EXERCISE BRIEF >> Set down exactly the lines in the records below that run from the line with "id is still" to the line with "description parses as single-line quoted YAML.", inclusive, and nothing more.

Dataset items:

━━━━

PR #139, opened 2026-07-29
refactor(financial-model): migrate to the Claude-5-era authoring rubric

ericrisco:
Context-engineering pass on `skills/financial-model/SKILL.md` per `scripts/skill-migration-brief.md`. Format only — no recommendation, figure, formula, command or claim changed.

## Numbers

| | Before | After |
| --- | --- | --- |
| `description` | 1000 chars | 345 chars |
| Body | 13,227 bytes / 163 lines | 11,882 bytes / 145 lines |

━━━━

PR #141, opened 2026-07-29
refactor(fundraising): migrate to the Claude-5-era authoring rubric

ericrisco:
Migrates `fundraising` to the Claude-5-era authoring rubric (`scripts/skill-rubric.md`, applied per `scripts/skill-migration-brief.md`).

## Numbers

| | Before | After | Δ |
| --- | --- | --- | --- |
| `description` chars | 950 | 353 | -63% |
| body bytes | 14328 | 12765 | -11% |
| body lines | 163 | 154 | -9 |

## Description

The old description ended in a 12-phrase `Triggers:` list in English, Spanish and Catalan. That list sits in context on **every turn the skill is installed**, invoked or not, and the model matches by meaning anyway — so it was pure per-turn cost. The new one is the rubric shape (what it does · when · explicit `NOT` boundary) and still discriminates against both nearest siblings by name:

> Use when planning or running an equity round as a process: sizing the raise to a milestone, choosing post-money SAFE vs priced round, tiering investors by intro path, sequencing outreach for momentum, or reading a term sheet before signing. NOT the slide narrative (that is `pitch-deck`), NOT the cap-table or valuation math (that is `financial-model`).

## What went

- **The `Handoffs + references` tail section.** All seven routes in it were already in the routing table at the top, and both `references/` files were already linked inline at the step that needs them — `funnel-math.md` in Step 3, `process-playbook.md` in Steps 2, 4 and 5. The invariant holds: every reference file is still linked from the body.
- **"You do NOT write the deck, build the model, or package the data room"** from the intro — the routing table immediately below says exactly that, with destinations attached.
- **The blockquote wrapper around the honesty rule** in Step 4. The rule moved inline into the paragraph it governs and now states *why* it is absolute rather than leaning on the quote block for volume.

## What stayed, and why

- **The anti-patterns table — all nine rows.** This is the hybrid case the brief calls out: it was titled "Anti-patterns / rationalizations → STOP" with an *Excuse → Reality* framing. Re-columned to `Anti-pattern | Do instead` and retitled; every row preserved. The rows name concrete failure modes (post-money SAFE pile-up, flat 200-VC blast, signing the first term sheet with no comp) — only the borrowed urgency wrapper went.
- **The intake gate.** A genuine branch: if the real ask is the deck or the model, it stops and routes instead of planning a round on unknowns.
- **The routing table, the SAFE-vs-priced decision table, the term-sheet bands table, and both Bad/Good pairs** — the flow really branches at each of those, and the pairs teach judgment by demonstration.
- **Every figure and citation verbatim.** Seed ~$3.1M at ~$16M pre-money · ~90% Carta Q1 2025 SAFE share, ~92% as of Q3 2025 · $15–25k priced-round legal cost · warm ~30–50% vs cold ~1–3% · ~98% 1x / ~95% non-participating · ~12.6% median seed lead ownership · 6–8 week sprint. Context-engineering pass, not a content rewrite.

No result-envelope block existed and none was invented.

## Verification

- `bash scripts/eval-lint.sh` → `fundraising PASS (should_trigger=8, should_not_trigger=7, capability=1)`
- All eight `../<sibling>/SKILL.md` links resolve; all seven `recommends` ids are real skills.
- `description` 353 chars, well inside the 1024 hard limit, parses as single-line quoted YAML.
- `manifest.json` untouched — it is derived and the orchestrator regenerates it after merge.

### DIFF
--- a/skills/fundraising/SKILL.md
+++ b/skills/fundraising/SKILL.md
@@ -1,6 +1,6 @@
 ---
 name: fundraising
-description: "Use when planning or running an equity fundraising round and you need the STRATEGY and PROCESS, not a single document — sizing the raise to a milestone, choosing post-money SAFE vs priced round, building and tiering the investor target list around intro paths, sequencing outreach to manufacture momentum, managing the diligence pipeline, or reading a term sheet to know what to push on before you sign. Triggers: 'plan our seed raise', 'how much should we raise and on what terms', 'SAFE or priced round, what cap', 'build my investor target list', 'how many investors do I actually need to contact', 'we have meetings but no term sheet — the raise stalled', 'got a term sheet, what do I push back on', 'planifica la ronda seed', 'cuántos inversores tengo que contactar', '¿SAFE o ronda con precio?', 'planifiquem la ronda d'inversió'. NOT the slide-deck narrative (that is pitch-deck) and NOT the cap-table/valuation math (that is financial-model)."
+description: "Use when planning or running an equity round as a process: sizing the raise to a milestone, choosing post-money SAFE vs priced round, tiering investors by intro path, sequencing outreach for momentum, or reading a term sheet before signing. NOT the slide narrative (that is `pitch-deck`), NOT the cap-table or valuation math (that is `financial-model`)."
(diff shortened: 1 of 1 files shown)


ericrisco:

━━━━

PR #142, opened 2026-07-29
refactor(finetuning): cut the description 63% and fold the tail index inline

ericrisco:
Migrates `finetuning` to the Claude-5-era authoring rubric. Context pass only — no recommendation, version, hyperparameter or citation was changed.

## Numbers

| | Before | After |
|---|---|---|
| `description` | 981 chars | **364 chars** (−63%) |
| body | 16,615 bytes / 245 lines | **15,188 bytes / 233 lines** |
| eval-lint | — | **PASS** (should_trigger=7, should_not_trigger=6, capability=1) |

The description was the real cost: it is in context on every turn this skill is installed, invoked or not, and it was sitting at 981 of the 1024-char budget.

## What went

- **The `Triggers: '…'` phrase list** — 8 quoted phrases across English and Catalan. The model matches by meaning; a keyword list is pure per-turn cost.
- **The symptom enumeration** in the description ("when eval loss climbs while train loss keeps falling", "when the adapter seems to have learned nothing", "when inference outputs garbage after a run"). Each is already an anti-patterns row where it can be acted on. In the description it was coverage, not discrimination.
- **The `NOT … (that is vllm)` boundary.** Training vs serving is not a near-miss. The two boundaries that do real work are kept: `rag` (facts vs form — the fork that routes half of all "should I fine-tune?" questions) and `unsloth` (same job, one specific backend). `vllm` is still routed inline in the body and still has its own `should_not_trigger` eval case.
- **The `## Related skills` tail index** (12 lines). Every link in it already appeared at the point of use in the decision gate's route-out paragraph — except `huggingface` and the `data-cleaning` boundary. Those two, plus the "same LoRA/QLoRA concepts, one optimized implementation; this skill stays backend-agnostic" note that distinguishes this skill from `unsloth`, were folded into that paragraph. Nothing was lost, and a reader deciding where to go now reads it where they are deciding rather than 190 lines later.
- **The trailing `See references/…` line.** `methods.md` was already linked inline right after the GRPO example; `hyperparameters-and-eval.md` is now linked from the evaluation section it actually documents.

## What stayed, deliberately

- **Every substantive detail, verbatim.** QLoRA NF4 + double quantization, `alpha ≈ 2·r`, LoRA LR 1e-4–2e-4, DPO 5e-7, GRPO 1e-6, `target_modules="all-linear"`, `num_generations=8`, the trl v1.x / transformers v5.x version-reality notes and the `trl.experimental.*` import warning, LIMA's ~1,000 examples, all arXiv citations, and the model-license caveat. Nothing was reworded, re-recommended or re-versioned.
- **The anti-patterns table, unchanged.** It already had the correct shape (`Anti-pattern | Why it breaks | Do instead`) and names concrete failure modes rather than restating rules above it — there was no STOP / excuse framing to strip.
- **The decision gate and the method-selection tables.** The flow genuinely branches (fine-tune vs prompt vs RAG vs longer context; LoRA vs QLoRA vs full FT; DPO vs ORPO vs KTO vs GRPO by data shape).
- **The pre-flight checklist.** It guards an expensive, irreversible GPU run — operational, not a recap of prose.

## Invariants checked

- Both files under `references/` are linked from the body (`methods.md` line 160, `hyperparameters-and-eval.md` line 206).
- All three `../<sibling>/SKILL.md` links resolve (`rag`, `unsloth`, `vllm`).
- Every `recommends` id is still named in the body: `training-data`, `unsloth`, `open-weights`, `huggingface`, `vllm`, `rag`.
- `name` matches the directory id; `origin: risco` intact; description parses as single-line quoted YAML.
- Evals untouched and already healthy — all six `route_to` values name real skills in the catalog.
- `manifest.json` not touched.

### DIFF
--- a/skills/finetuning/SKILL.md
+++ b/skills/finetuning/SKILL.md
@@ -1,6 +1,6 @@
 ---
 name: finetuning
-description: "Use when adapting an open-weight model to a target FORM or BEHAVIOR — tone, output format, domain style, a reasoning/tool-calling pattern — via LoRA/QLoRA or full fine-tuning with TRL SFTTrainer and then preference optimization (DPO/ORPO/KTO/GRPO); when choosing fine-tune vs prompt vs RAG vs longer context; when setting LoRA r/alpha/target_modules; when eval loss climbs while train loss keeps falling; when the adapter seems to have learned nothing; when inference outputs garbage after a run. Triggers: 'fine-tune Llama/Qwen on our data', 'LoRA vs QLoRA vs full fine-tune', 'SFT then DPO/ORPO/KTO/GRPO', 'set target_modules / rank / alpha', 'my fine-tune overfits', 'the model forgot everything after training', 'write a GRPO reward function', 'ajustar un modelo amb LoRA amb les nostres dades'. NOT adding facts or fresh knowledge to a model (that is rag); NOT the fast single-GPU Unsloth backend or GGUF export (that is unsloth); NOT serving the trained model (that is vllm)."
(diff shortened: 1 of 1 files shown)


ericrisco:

━━━━

RESPONSE AREA >>
- Every `recommends` id is still named in the body: `training-data`, `unsloth`, `open-weights`, `huggingface`, `vllm`, `rag`.
- `name` matches the directory id; `origin: risco` intact; description parses as single-line quoted YAML.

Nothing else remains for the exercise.